Large Language Models (LLM) and the Generative AI (GAI) applications not only require large data sets to train their models and create their algorithms, they can expose the user to risks such as inadvertently sharing their own data to the GAI application. And, this data may in turn become training data which can be exploited by bad actors through known vulnerabilties such as prompt injection attacks (which is looking for training data by inputting prompts for which the algorithm hasn’t been trained to reject) and other adversarial machine learning techniques.[19] Also, organizations' staff may use outputs generated by these algorithms without validating them. Moreover, LLM and GAI may have collected data unlawfully, or at least without transparency, again exposing the user and the organization to potential risk. Lastly, as GAI is increasingly embedded into everyday tools such as simple presentation and document creation, organizations risk their staff again inadvertently either sharing proprietary information or personal data with these tools or not validating the output generated from these tools and making decisions that could have a legal impact on others.

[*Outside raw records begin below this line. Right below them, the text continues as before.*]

PR #191, opened 2017-07-10
small gcd substep fix for changegroups

ldworkin:


lib/simplifyExpression/fractionsSearch/divideByGCD.js
```diff
@@ -50,6 +50,7 @@ function divideByGCD(fraction) {
     '/', [intermediateNumerator, intermediateDenominator]);
   const status = Node.Status.nodeChanged(
     ChangeTypes.FIND_GCD, fraction, intermediateFraction);
+  status.newNode = Node.Status.resetChangeGroups(status.newNode);
```
ldworkin: Looks like this might have been necessary after all -- otherwise in Athena, the whole intermediate node is colored yellow?
img_1303

evykassirer: you can make just the 3s coloured yellow by setting both the 3-node changegroups to 1 (by default the whole thing gets a changegroup, so you'll want to turn off that default in ...arguments to NodeStatus I think?)

Also shouldn't there be another substep for cancelling the 3s?

ldworkin: Yes good call re: another substep!

Would you mind providing a tiny bit more guidance re: the 3-node change groups? I played around with this for awhile but got stuck. 😬  I think I can turn off the default change group by adding `false` as an argument to Node.Status.nodeChanged, so that's good. But how do I add a change group to one of the inner nodes? Is it the Node.Status.childChanged function?

evykassirer: you can set it manually I think

change groups are usually set by default here
https://github.com/socraticorg/mathsteps/blob/master/lib/node/Status.js#L50
which you turn off by passing in false

and then you can just set changeGroup=1 on both the "3" nodes

...does that make sense? It's kind of weird thing so lemme know if you want more explanation

ldworkin: Sweet, that makes sense and it worked! Here's what it looks like now:
image
(Don't pay too much attention to the text around the substeps .. we're actually getting rid of that soon ... which is a whole other conversation)

evykassirer: beautiful 😍

lib/simplifyExpression/fractionsSearch/divideByGCD.js
```diff
@@ -42,30 +44,59 @@ function divideByGCD(fraction) {
     return Node.Status.noChange(fraction);
   }
 
+  // STEP 1: Find GCD
+  // e.g. 15/6 -> 5*3/2*3
```
evykassirer: nit:  (5*3)/(2*3)

PR #1412, opened 2022-07-03
Check for empty optional before access

robopc:
Pretty straightforward, I forgot to check for an empty optional here. This can cause the AI to crash in case the robot we are looking for isn't in world. This is why AI sometimes crashed when a robot was obscured.


Florisheinen1 (approved):
LGTM

PR #1424, opened 2022-07-10
Fix ball placement

alexander-de-ranitz:
### Comments for the reviewer
This PR improves ball placement by making the following changes:
- Only use ballStandback to move away from the ball by 15cm, since avoidBall should be used to actually go to a good ball avoiding position. BallStandBack is only used to make sure stop dribbling the ball after we place it.
- Changing when DriveWithBall to only reset when the angle to the ball > hasBallAngle instead of GoToPosAngleErrorMargin. The latter is a much smaller margin, which can quite easily be exceeded when driving with the ball even when nothing goes wrong.
- Make sure we actually avoid ball collisions if we set shouldAvoidBall to true

###### Code Quality

###### Testing
- [ ] All tests are passing.

###### Commit Messages

### DIFF
--- a/src/control/positionControl/BBTrajectories/WorldObjects.cpp
+++ b/src/control/positionControl/BBTrajectories/WorldObjects.cpp
@@ -3,10 +3,7 @@
 //
 #include "control/positionControl/BBTrajectories/WorldObjects.h"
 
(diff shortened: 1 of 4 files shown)


robopc (approved):
LGTM

PR #1480, opened 2022-09-08
de-hardcode distance for BlockRobot tactic

JAndringa:
distance from enemy robot to blocking position was hardcoded in BlockRobot.cpp, changed it, so now it is relative to the velocity of the velocity of the robot still requires fine tuning

### Comments for the reviewer
- changed the way distance is calculated but requires fine tuning so will probably have unwanted behaviour

###### Code Quality

###### Testing
- [ ] All tests are passing.

###### Commit Messages


silashoevers (approved):
Some values indeed still need some fine tuning as mentioned, but hardcoding has been removed. I have expressed my worries regarding the resulting differences in CLOSE, HALFWAY and FAR but they can be fixed at a later stage.

PR #1481, opened 2022-09-13
fix for roboteam_ai_tests not compiling

### LINKED ISSUE #1482: fix gtests for ai

JAndringa:
fixed syntax and commented out all nonworking functions. getId() in robot.cpp returns null so the that doesn't pass the test but everything else should now be testable. :)

### Comments for the reviewer
- 

###### Code Quality

###### Testing
- [x] All tests are passing. -> No but should be fixed separately as we need the tests to work before we can test.
- [x] I _added new / changed existing_ tests to reflect code changes (state why not otherwise!) -> made the test actually working
- [x] I tested my changes manually (Describe how, to what extent etc.) -> compiles and runs

###### Commit Messages

### DIFF
--- a/include/roboteam_ai/world/World.hpp
+++ b/include/roboteam_ai/world/World.hpp
@@ -163,7 +163,6 @@ class World {
      * Everything EXCEPT positioncontrol and settings is reset.
      */
     void reset() noexcept {
-        updateMap.clear();
         history.clear();
         currentIndex = 0;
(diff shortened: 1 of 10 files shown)


silashoevers (changes requested):
Fix  accidental naming issue in WorldData.cpp

silashoevers (approved):

PR #1490, opened 2022-11-10
Keeper should not chase ball outside defense area

robopc:
keeper would chase the ball even outside our defense area when the play KeeperKickBall is active. changed it so the play terminates when the ball is not in our defense area

### Comments for the reviewer
- 

###### Code Quality

###### Testing
- [ ] All tests are passing.

###### Commit Messages

### DIFF
--- a/src/stp/plays/defensive/KeeperKickBall.cpp
+++ b/src/stp/plays/defensive/KeeperKickBall.cpp
@@ -118,6 +118,9 @@ bool KeeperKickBall::shouldEndPlay() noexcept {
             1.05 * stp::PositionScoring::scorePosition(passInfo.passLocation, gen::AttackingPass, field, world).score)
         return true;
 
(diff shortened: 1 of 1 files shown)


rolfvdhulst (approved):
LGTM.

alexander-de-ranitz:
I see this is already merged by now, but I think it probably shouldn't be. First of all, if I'm not mistaken, this does exactly the opposite of what you want, as it ends the play if the ball IS in the defense area. Secondly, ending the play as soon as the ball leaves the defense area means that we will also end the play when the ball was kicked out of the defense area by our keeper when passing. As receiving the ball is part of the same play, this is probably not what you want to do, since it will prevent the receiver from actually trying to receive the ball.

As a simple solution, I think you could change the condition to something like this: 
`if (!ballKicked() && !ballIsInOurDefenseArea(...)) return true;`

Privacy-enhancing Technologies
Privacy-enhancing technologies (PETs) are examples of reducing privacy risk, which can include bringing the processing engine to the data (and removing the risk of centralization), bypassing the inherent limitations of anonymization by adding additional data to reduce re-identification risk, or allowing processing while the data is protected by encryption. In 2021, the United States House of Representatives introduced Bill S.224, Promoting Digital Privacy Technologies Act, which specifically encouraged development of PETs.[20] The European Union Agency for Cybersecurity, which works closely with the European Data Protection Board, continued the dialogue on PETs in January 2021, exploring their use across multiple industries, including financial and healthcare.[21] While these PETs are emerging, compliance officers should continue to watch how they can be consumed across their enterprise.[22]